**Problem**
Examine each line of the data. Copy the line if it includes the word "static".

[Stored records]
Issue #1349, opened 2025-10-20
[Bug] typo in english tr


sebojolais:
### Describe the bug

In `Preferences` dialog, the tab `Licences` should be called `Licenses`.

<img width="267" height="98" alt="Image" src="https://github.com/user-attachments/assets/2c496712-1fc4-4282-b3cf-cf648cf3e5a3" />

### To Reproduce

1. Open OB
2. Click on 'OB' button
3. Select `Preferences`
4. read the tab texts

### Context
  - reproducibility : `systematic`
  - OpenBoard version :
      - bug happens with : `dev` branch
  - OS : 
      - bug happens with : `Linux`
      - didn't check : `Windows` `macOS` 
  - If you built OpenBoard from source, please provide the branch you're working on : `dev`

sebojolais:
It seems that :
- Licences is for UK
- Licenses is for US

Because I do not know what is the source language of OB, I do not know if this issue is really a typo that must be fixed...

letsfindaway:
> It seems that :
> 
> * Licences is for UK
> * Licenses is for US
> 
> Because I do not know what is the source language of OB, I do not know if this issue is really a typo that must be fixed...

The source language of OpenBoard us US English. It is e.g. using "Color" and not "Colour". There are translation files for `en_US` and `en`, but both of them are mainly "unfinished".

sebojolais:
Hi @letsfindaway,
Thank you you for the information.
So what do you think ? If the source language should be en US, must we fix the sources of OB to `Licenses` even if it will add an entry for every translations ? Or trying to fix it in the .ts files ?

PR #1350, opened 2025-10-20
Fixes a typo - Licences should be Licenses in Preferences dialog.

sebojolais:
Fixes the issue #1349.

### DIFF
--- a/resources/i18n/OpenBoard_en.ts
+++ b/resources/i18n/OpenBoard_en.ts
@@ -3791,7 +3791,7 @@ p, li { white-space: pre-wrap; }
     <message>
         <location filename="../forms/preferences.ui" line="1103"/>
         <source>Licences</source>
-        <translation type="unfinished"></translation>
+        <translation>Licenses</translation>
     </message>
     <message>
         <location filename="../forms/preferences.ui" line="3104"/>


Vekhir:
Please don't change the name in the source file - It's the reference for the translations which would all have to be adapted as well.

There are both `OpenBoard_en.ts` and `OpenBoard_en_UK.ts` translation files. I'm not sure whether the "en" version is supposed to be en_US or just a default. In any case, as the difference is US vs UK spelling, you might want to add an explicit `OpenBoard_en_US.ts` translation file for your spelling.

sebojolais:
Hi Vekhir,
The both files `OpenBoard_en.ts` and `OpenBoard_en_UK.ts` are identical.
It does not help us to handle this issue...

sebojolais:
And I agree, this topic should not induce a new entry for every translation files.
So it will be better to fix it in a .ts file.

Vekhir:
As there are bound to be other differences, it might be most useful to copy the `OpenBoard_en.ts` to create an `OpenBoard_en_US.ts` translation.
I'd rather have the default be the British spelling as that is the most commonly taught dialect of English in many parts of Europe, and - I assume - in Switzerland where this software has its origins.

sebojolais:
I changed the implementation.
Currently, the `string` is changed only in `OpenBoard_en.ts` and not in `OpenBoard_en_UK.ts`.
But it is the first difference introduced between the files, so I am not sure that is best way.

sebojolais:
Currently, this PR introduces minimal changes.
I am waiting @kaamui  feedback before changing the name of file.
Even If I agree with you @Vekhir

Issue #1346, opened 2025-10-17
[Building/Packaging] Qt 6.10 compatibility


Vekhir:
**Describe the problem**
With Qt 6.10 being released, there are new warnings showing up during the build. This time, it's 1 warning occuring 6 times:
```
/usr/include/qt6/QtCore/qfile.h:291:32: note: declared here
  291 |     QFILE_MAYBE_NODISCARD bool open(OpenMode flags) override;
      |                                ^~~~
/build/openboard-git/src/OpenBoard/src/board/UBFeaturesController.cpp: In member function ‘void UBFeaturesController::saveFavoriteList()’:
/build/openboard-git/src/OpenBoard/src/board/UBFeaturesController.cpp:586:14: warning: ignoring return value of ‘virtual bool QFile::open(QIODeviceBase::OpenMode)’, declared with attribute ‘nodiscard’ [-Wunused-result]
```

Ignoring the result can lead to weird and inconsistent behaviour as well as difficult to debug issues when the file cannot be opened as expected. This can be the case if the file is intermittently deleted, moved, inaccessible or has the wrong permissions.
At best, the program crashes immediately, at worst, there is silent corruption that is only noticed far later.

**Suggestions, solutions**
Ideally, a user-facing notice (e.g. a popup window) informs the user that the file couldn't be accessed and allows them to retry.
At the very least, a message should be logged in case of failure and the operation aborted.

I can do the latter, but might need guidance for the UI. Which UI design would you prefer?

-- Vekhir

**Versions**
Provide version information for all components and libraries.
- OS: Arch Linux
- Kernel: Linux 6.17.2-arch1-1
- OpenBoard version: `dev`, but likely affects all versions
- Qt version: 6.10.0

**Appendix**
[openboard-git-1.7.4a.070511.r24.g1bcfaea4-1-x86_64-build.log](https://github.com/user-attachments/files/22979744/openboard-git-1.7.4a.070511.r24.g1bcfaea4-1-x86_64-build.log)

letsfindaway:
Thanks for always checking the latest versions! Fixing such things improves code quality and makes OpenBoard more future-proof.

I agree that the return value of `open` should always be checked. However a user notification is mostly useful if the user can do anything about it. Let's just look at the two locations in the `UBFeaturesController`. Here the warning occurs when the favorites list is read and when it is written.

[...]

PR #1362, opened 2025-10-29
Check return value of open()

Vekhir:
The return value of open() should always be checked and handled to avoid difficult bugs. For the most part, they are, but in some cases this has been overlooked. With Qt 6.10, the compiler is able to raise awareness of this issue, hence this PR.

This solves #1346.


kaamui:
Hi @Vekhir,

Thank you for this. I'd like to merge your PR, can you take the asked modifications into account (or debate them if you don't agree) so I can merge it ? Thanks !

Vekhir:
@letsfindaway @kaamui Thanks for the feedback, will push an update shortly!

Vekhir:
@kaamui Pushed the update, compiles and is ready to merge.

...

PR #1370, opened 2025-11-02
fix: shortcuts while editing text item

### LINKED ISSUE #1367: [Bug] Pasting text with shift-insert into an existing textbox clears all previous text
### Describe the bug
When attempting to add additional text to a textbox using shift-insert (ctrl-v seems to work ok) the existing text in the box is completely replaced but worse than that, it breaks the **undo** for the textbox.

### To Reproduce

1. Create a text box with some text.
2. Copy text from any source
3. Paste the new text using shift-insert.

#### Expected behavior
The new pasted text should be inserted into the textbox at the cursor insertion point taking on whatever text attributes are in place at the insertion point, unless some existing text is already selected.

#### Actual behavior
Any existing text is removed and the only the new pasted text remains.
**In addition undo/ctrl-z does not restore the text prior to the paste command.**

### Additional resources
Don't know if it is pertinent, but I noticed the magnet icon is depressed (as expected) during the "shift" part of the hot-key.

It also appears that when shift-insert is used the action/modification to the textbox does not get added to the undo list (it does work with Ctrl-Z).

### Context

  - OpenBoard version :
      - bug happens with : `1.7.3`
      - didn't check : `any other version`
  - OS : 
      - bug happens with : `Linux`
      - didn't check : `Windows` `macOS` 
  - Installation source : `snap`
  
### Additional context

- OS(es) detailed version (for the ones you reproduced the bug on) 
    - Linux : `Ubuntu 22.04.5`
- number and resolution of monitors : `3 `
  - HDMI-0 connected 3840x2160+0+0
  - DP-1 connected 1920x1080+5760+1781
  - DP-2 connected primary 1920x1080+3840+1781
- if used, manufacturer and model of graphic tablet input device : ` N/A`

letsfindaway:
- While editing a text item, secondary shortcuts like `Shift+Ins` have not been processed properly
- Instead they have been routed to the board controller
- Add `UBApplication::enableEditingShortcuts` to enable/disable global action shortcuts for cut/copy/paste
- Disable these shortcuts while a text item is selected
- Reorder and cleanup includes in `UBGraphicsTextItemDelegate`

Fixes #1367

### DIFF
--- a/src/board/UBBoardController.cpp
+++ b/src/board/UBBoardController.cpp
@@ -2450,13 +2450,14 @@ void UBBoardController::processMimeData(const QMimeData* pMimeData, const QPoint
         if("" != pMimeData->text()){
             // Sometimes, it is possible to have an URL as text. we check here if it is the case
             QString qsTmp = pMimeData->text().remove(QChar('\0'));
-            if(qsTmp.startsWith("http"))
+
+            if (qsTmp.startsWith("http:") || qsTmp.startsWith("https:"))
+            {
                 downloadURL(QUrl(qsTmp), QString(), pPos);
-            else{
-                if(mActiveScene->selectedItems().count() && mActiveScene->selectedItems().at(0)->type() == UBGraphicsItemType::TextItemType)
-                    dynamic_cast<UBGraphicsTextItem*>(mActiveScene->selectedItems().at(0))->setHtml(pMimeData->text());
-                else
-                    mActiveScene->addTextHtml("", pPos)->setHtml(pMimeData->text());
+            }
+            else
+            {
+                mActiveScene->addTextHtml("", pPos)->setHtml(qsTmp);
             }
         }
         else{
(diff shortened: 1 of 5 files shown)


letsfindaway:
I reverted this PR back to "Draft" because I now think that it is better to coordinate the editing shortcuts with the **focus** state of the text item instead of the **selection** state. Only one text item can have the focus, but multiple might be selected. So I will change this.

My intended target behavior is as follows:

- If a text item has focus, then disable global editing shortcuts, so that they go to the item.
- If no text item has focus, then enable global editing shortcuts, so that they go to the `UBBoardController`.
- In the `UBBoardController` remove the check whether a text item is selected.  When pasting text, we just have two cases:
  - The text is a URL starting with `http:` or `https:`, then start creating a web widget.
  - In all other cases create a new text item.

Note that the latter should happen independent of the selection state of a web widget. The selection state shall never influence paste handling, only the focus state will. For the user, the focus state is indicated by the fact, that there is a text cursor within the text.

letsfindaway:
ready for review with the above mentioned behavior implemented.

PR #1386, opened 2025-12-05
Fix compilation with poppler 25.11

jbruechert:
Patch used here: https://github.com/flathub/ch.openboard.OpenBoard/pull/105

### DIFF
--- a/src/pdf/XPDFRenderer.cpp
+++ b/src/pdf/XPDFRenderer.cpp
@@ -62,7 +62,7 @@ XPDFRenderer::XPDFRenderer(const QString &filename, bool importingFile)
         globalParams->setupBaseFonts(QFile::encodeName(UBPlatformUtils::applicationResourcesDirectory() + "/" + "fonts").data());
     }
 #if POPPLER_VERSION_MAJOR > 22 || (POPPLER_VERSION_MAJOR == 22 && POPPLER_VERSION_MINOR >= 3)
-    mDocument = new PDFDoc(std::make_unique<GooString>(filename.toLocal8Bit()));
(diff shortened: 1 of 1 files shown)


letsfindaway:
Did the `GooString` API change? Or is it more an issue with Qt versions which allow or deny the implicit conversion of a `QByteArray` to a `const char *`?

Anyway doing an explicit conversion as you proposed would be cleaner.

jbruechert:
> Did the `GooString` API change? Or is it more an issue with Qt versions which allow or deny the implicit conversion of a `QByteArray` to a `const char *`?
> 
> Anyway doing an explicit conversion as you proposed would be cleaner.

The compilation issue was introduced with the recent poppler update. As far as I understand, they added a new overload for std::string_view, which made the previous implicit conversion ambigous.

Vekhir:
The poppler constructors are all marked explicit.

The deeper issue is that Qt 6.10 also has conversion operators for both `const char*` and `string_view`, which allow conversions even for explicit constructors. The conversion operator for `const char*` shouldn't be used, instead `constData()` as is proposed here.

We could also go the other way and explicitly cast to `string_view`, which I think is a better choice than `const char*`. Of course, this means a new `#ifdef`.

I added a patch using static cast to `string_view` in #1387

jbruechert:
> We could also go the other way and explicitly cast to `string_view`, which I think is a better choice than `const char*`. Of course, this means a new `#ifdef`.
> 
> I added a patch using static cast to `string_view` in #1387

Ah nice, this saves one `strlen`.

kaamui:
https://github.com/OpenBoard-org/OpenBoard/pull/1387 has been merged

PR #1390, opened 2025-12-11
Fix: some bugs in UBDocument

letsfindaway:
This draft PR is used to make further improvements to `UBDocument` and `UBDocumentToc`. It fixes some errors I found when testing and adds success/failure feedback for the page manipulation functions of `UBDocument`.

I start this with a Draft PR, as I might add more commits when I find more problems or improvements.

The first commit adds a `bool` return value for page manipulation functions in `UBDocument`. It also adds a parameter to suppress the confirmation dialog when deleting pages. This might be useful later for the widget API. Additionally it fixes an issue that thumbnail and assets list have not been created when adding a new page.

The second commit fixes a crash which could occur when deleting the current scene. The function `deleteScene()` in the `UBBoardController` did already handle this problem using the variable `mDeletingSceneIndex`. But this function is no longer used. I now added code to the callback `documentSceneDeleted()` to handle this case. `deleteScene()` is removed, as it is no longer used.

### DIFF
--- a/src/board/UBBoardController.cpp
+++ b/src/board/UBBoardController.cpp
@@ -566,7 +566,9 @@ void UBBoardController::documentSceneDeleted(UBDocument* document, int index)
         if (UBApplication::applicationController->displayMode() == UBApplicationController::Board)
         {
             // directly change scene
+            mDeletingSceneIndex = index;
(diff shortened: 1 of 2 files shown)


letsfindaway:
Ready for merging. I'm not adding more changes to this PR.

* * *

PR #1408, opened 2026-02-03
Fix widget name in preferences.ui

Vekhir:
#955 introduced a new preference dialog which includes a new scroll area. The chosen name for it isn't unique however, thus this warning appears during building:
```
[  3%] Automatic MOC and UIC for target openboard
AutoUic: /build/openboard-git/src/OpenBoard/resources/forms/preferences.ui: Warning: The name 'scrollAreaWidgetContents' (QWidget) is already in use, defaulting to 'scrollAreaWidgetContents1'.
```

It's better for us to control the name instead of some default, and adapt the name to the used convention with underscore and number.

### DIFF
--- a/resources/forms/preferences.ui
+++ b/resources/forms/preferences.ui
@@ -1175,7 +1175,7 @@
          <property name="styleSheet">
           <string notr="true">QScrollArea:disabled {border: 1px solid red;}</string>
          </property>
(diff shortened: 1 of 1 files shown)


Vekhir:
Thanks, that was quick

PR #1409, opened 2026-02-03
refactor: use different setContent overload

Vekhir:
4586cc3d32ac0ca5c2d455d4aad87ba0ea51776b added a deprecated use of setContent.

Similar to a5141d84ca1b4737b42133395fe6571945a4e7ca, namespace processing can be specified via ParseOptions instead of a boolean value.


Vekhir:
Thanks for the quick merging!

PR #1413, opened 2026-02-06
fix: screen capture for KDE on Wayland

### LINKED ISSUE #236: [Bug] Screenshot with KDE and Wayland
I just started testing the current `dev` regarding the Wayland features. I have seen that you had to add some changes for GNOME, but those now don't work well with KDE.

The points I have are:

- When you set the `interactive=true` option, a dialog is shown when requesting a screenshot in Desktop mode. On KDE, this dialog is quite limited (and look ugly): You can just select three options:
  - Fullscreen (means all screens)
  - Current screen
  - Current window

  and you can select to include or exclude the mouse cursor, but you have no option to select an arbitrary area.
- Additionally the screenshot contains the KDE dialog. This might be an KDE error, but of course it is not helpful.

**Exercise response**
I added a patch using static cast to `string_view` in #1387
> I added a patch using static cast to `string_view` in #1387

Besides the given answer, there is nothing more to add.